In preparing the joint Local Rule 54.3 Statement, Plaintiffs identified $6,930.00 ($350 × 19.8 hours) as billings directly relating to the CAN-SPAM count and $29,554.00 ($350 × 84.44 hours) relating to some combination of the CAN-SPAM count and the CFAA counts. Johansen did not object to those identifications. The Court will include the $6,930.00 and add it to one-third of $29,554.00 to reach a total fee award of $16,781.33.
Without a means of differentiating between hours worked on one count versus the other two for these billings, one-third is a reasonable percentage to approximate counsel's work on the CAN-SPAM count.
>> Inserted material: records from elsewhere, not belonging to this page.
PR #5220, opened 2022-10-22
Fix EF cancellation when buffed by TFT

trevorm4:
TFT can now buff EF and it halves the channel duration, however we hardcoded expected duration. This diff just divides expected duration by 2 if player is buffed by TFT

image
Still works on a bad log, but is fixed for a good log

image


src/analysis/retail/monk/mistweaver/modules/spells/EssenceFontCancelled.tsx
```diff
@@ -44,6 +47,10 @@ class EssenceFontCancelled extends Analyzer {
       );
     }
     this.expected_duration = (3000 + extra_secs * 1000) / (1 + this.haste.current!);
+    // TFT ef has half duration
+    if (this.combatants.players[event.sourceID].hasBuff(TALENTS_MONK.THUNDER_FOCUS_TEA_TALENT.id)) {
```
danny-janse: `this.combatants.players[event.sourceID]` should be `this.selectedCombatant`.

danny-janse (changes requested):

trevorm4:
Changed to use selected combatant

PR #5225, opened 2022-10-22
[Talents] Fix issues with duplicate talent names in class trees

Pewtro:
A different approach to https://github.com/WoWAnalyzer/WoWAnalyzer/pull/5202 that shouldn't care about processing order. 

If it detects a duplicate talentname in a class tree, all those talents get keyed with spec name (example that War Machine is now renamed WAR_MACHINE_{SPEC}_TALENT for all three specs)


ToppleTheNun:
This does what I needed in a better way, so thank you for that!

src/common/TALENTS/warrior.ts
```diff
@@ -337,6 +379,30 @@ const talents = createTalentList({
     icon: 'ability_creature_cursed_04',
     maxRanks: 1,
   },
+  WAR_MACHINE_TALENT: {
```
ToppleTheNun: This is the Arms version of the talent, as a note.

Pewtro: oh no did war machine still end up weird, not like this

ToppleTheNun (approved):

PR #5232, opened 2022-10-23
add Soul Fragment buff stack tracking to Guide

ToppleTheNun:
image

### DIFF
--- a/src/parser/shared/modules/BuffStackTracker.ts
+++ b/src/parser/shared/modules/BuffStackTracker.ts
@@ -1,0 +1,107 @@
+import Analyzer, { Options, SELECTED_PLAYER } from 'parser/core/Analyzer';
+import Spell from 'common/SPELLS/Spell';
+import Events, { ApplyBuffEvent, ChangeBuffStackEvent, RemoveBuffEvent } from 'parser/core/Events';
+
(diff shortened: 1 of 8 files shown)


src/parser/shared/modules/BuffStackTracker.ts
```diff
@@ -0,0 +1,107 @@
...
+  current: number;
+};
+
+type BuffStackChange =
+  /** Player gained a buff stack */
+  | 'apply'
+  /** Player lost a buff stack */
+  | 'remove';
+
+const DEBUG = true;
```
kfinch: false for production please

kfinch (changes requested):
Ah, a version of the ResourceGraph for BuffStack count - I think this is a good idea. Personally I think I need to push viewing improvements to the ResourceGraph to make it more usable, but it's a good placeholder graphic until can figure out how to make it better. Any improvements there could be carried over to this graph, so I have no issues. 

Ready to merge except for fixing the debug flag

kfinch:
The big thing I want to add to the ResourceGraph is some way to highlight in red places where waste happens, if I can get that working I'll carry it over to this too

kfinch (approved):

PR #5233, opened 2022-10-23
Vivacious Vivification module for mistweaver

trevorm4:
Vivacious vivification is a buff you get every 10 seconds that grants an instant vivify. When receiving the buff, the next buff cd starts and if you consume the instant vivify after the cd is done, then you will instantly get a new buff. However, if its been over 10 seconds since the last apply (you haven't consumed the first free vivify and 2nd free vivify is ready), you are essentially wasting buff uptime.

This module adds tracking for overcapping the buff and also shows healing done from instant vivifies.

Suggestion 
image

Panel in statistics tab
image


src/analysis/retail/monk/mistweaver/modules/spells/VivaciousVivify.tsx
```diff
@@ -0,0 +1,136 @@
...
+        </>,
+      )
+        .icon(TALENTS_MONK.VIVACIOUS_VIVIFICATION_TALENT.icon)
+        .actual(
+          `${formatDuration(this.wastedTime) + ' '}${t({
+            id: 'monk.mistweaver.suggestions.vivaciousVivification.wastedTime',
+            message: `of overcapping`,
+          })}`,
+        )
+        .recommended(`<${formatNumber(recommended / 1000)} seconds of overcapping is recommended`),
```
ToppleTheNun, line 110: You could use `formatDuration` here, though that might change the output format.

src/analysis/retail/monk/mistweaver/modules/spells/VivaciousVivify.tsx
```diff
@@ -0,0 +1,136 @@
...
+        tooltip={
+          <ul>
+            <li>Total Healed: {formatNumber(this.totalHealed)} </li>
+            <li>Total Instant Casts: {this.totalCasts}</li>
+          </ul>
+        }
+      >
+        <TalentSpellText talent={TALENTS_MONK.VIVACIOUS_VIVIFICATION_TALENT}>
+          <ItemHealingDone amount={this.totalHealed} />
+          <br />
```
ToppleTheNun: You don't need the `<br />` here if you're not adding an additional item.

src/analysis/retail/monk/mistweaver/modules/spells/VivaciousVivify.tsx
```diff
@@ -0,0 +1,136 @@
...
+  wastedTime: number = 0;
+
+  constructor(options: Options) {
+    super(options);
+    this.active = this.selectedCombatant.hasTalent(TALENTS_MONK.VIVACIOUS_VIVIFICATION_TALENT);
+    if (!this.active) {
+      return;
+    }
+    this.addEventListener(Events.death.by(SELECTED_PLAYER), (event) => {
+      this.lastApply = 0;
```
ToppleTheNun, line 33: Good catch here.

ToppleTheNun (changes requested):
Just one extra `<br />` cleanup and this should be good to go.

src/analysis/retail/monk/mistweaver/modules/spells/VivaciousVivify.tsx
trevorm4: That will give 0:30, but I think just having 30 is a bit cleaner for this suggestion.

ToppleTheNun (approved):

PR #5238, opened 2022-10-23
Implement Yulon's Whisper module for mistweaver

trevorm4:
Added module for Yulon's whisper which applies a 3 tick hot on up to 6 people in front of you when you press tft. This module adds a suggested avg of 5 or above and adds suggestion if necessary

Suggestion
image
Statistic
image


kfinch (commented):
Is it always 3 ticks, or can this number go up at high haste? From where I'm sitting, it would make more sense to count `ApplyBuff` and `RefreshBuff` events rather than the heal - then you wouldn't have to deal with the tick counting stuff.

trevorm4:
> Is it always 3 ticks, or can this number go up at high haste? From where I'm sitting, it would make more sense to count `ApplyBuff` and `RefreshBuff` events rather than the heal - then you wouldn't have to deal with the tick counting stuff.

It is always 3 ticks, it is not hasted. The issue is that this hot actually doesn't have an applybuff/removebuff, only healevent for some reason, so I had to resort to this approach.

kfinch:
> > Is it always 3 ticks, or can this number go up at high haste? From where I'm sitting, it would make more sense to count `ApplyBuff` and `RefreshBuff` events rather than the heal - then you wouldn't have to deal with the tick counting stuff.
> 
> It is always 3 ticks, it is not hasted. The issue is that this hot actually doesn't have an applybuff/removebuff, only healevent for some reason, so I had to resort to this approach.

B L I Z Z A R D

Finally, Plaintiffs object to certain itemized billing entries as unnecessary, excessive, or superfluous. (Dkt. 52 at 7-8; Dkt. 49-1 at 3-6). They first object to 16.1 hours spent preparing and filing "a perfunctory and unsuccessful motion to dismiss" and to 28.6 hours spent on the reply brief in support of Johansen's motion for summary judgment because this "exceeded the time spent preparing the original motion, memorandum, and statement of material facts." (Dkt. 52 at 7-8; Dkt. 49-1 at 3). Plaintiffs seek to strike these hours entirely from the fee-award calculation. These hours appear to be included in the category of work spent on the CAN-SPAM and CFAA counts in combination, so the fees related to these hours have already been reduced by two-thirds. Further, they are reasonable. Though Johansen's motion to dismiss was unsuccessful, it was neither frivolous nor unreasonable. Neither were the reported hours spent on the reply brief excessive simply because they exceeded the time spent on the opening brief. A reply brief requires analyzing the opponent's response, researching opposing caselaw, and answering all opposing arguments as well as reinforcing the arguments made in the opening brief. The time required to do so effectively is highly contextual, so it is not per se unreasonable for a reply to take more time than an opening brief. As to Plaintiffs' itemized objections to 16.1 additional hours, the Court has reviewed the objections and responses and disagrees that they are "duplicative, compound, contradictory, or vague." (Dkt. 52 at 8; Dkt. 49-1 at 3-6). Johansen's counsel has set forth a reasonable justification for each challenged billing entry. See Nichols v. Ill. Dep't of Transp., 4 F.4th 437, 444 (7th Cir. 2021) (observing that "district courts need not undertake a line-by-line inquiry" of fee petitions); Tomazzoli v. Sheedy, 804 F.2d 93, 98 (7th Cir. 1986) ("[I]t is generally unrealistic to expect a trial court to evaluate and rule on every entry in an application.").
Normally, the movant on summary judgment would also respond to the opposing party's Local Rule 56.1(b)(3) Statement of Additional Facts, though Plaintiffs here did not submit any additional facts requiring a response under LR 56.1(c)(2). (See dkt. 31).
CONCLUSION
For these reasons, the Court grants Johansen's motion for attorney's fees under 15 U.S.C. § 7706(g)(4) and awards him $16,781.33.